I tried to put 2 small rbp's with Sharky, but things went a little bit wrong.
No fish has died, the small one only has some injuries, but he'll be fine.
Next time I'll try something like this the small fish will be much bigger.


----------



## Soldat (Aug 28, 2004)

Is there any intelligent reason why you didn't try to save the RB getting eaten?


----------



## Judazzz (Jan 13, 2003)

kevinhaeb said:


> Is there any intelligent reason why you didn't try to save the RB getting eaten?
> [snapback]871724[/snapback]​


Reread BB's post, and try again to make an intelligent remark


----------



## Bloodbelly (Jun 15, 2004)

> Is there any intelligent reason why you didn't try to save the RB getting eaten?


This fish is still alive so what's your point?
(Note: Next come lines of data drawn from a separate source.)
Issue #3324, opened 2025-11-11
Align `_choose_scale_float8`'s use of `block_size` with other code


jerryzh168:
Recently I found that for `_choose_scale_float8`:

`len(block_size) == 0` for per tensor: https://github.com/pytorch/ao/blob/b4ec4cbab799b5320fc1ca094e0398b3ad967dbf/torchao/quantization/quant_primitives.py#L2303

`keepdim=True` for others: https://github.com/pytorch/ao/blob/b4ec4cbab799b5320fc1ca094e0398b3ad967dbf/torchao/quantization/quant_primitives.py#L2314

While for `_choose_qparams_affine` (for int):

we use `keepdim=False`: https://github.com/pytorch/ao/blob/b4ec4cbab799b5320fc1ca094e0398b3ad967dbf/torchao/quantization/quant_primitives.py#L1552-L1553 that will make per tensor quantization to have a scalar scale automatically.

I think we should fix this discrepancy to reduce confusion, by aligning `_choose_scale_float8` with the int one, i.e. change `keepdim=True` to `keepdim=False` and make sure the tests work.

we can also add some docs afterwards to both ops to clarify.

jerryzh168:
@namgyu-youn I updated this issue a bit, I think we can actually align the integer `choose_qparams_affine` with the float8 one, and keep the original rank instead of shrink it, this would make the scale/zero_point easier to handle overall

created a separate issue for float8: https://github.com/pytorch/ao/issues/3414

AryanBagade:
@jerryzh168 if this issue is open for external contributors, shall i work on it?

jerryzh168:
yes, please go ahead, thanks for helping! we also have internal tests that maybe affected so I can help with testing that when you put up the PR

AryanBagade:
@jerryzh168 created a PR, thanks for letting me contribute, once this is merged will work on its twin issue !

namgyu-youn:
> [@namgyu-youn](https://github.com/namgyu-youn) I updated this issue a bit, I think we can actually align the integer `choose_qparams_affine` with the float8 one, and keep the original rank instead of shrink it, this would make the scale/zero_point easier to handle overall
> 
> created a separate issue for float8: [#3414](https://github.com/pytorch/ao/issues/3414)

Thanks so much for the info Jerry. I was too busy to work on this, and hope it will be resolved by @AryanBagade .

[...]

PR #3374, opened 2025-11-22
[WIP] update keepdim params for 1D scale factor

namgyu-youn:
**Overview**:
In `_choose_scale_float8`, the per-tensor quantization case (`len(block_size) == 0`) uses `tensor.amax(keepdim=True)` while `_choose_qparams_affine` uses `torch.amax(..., keepdim=False)` for the same purpose.

This PR aligns `_choose_scale_float8` with `_choose_qparams_affine` by using `tensor.amax(keepdim=False)` for 1D scale factor.

**Related Issue/PR**: #3324

**Test Plan**: test/quantization/test_quant_primitives.py

### DIFF
--- a/torchao/quantization/quant_primitives.py
+++ b/torchao/quantization/quant_primitives.py
@@ -2311,7 +2311,7 @@ def _choose_scale_float8(
             block_size, tensor.shape
         )
         tensor_reshaped = tensor.view(shape_for_reduction)
-        max_abs = tensor_reshaped.abs().amax(dim=reduction_dims, keepdim=True)
+        max_abs = tensor_reshaped.abs().amax(dim=reduction_dims, keepdim=False)
         if hp_value_lb is not None or hp_value_ub is not None:
             max_abs = torch.clamp(max_abs, min=hp_value_lb, max=hp_value_ub)
         scale = max_abs / quant_max


namgyu-youn:
Local test code:
```python
import torch
from torchao.quantization.quant_primitives import _choose_scale_float8, _choose_scale_float8_old

a = torch.randn(4, 4)
scale = _choose_scale_float8(a, block_size=(4, 1))  # keepdim = False
print(scale)

scale_old = _choose_scale_float8_old(a, block_size=(4, 1))  # keepdim = True
print(scale_old)
```

And the result is (same):
```
tensor([[0.0023, 0.0044, 0.0040, 0.0027]])
tensor([[0.0023, 0.0044, 0.0040, 0.0027]])
```

jerryzh168:
this is not enough I think there are https://github.com/pytorch/ao/blob/2ff1eb2e356275cfbe46832327387d382c72945d/torchao/quantization/quant_primitives.py#L2320-L2323 that will expand the dimension of scale

I actually tried this locally, and doesn't seem to work very well. I think we can leave this for now, but one thing that is useful is to remove the need to do https://github.com/pytorch/ao/blob/2ff1eb2e356275cfbe46832327387d382c72945d/torchao/quantization/quant_primitives.py#L2332, I don't know why we need this if float8 is already using a scale that's matching the dimension of input: https://github.com/pytorch/ao/blob/2ff1eb2e356275cfbe46832327387d382c72945d/torchao/quantization/quant_primitives.py#L2318-L2323

maybe try removing calls to `_maybe_expand_scale_to_tensor_shape` in code and make sure all tests still pass is a good task to work on 


also another thing we can do is to simplify the implementation of https://github.com/pytorch/ao/blob/2ff1eb2e356275cfbe46832327387d382c72945d/torchao/float8/inference.py#L130 since for float8 scale is always matching the dim of input

PR #3383, opened 2025-11-24
3/x mx cleanup: speed up local test suite

vkuzo:
Summary:

* Before, worst case: ~4 minutes
* Before, best case: ~2 minutes
* After: ~82 sec

Changes:
1. test smaller shapes in triton kernel tests, sometimes the large
   shapes are expensive in local runs
2. remove testing of mxfp4 + compile, it's really slow and not useful
   yet

Test Plan:

```
```

Reviewers:

Subscribers:

Tasks:

Tags:


vkuzo:
* #3398
* #3387
* #3386
* #3385
* __->__ #3383

test/prototype/mx_formats/test_mx_linear.py
```diff
@@ -258,7 +260,6 @@ def test_activation_checkpointing():
     "scale_calculation_mode",
     [
         ScaleCalculationMode.FLOOR,
-        ScaleCalculationMode.CEIL,
```
danielvegamyhre, line 261: is this removed because in practice we're only using floor and rceil?

vkuzo: yep!

CEIL is still tested for eager, this removes it from compile

jerryzh168 (approved):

I didn't wanna lose my fingers.


----------



## NegativeCamber (Nov 29, 2004)

I don't think he wanted to share his tank with him??>>


----------



## rchan11 (May 6, 2004)

Looks like one of the rbp's face got bit off.


----------



## MR.FREEZ (Jan 26, 2004)

now i know that they arent serras or anything but i think its a good example of two fish

that dont get along and should be seperate, cause one will kill the other.

it could help the argument agaisnt keepin ranas like rhoms together in the same tank

and squash that "well in the wild there together" but in the wild the week one has space

to get away unlike in a tank were its gonna be relentless, you guys know what im tryin

to say here, i have problems try to get my thoughts out right some times :laugh:


----------



## MR HARLEY (Aug 12, 2003)

First off , thats a Crazy ass red ...WOW ...

And Second I cant believe i just watched that fish get the sh*t beat out of it


----------



## MR.FREEZ (Jan 26, 2004)

hey blood you probably might want to don the flame retardant suit man


----------



## Soldat (Aug 28, 2004)

All right, for you fools that think I made an ignorant remark. Please answer me this quesion. Why the hell would someone set up a camera to watch their small Red get torn up, but he says he was trying to just put them in to see how things went. I realize he's still alive, but isn't everyone always complaining about the treatment of P's. I just don't think your intentions were to gently ease 2 small reds into a tank with an aggressive huge ass red. Still a good video, just don't think see why you wouldn't be around to get him out immediately.


----------



## MR.FREEZ (Jan 26, 2004)

kevinhaeb said:


> . Still a good video, just don't think see why you wouldn't be around to get him out immediately.
> [snapback]871885[/snapback]​


i have to admit that was my first thought too, but then maybe he could have been hopein

that things would settle after a second you know


----------



## Bloodbelly (Jun 15, 2004)

Things did settle after a moment, and that's when I took out the small p's.
I couldn't know this would happen.
Some people said to me it was worth a try if the small p's had enough hiding places. So I gave them a lot of hiding places.
It just didn't work out the way I hoped it would.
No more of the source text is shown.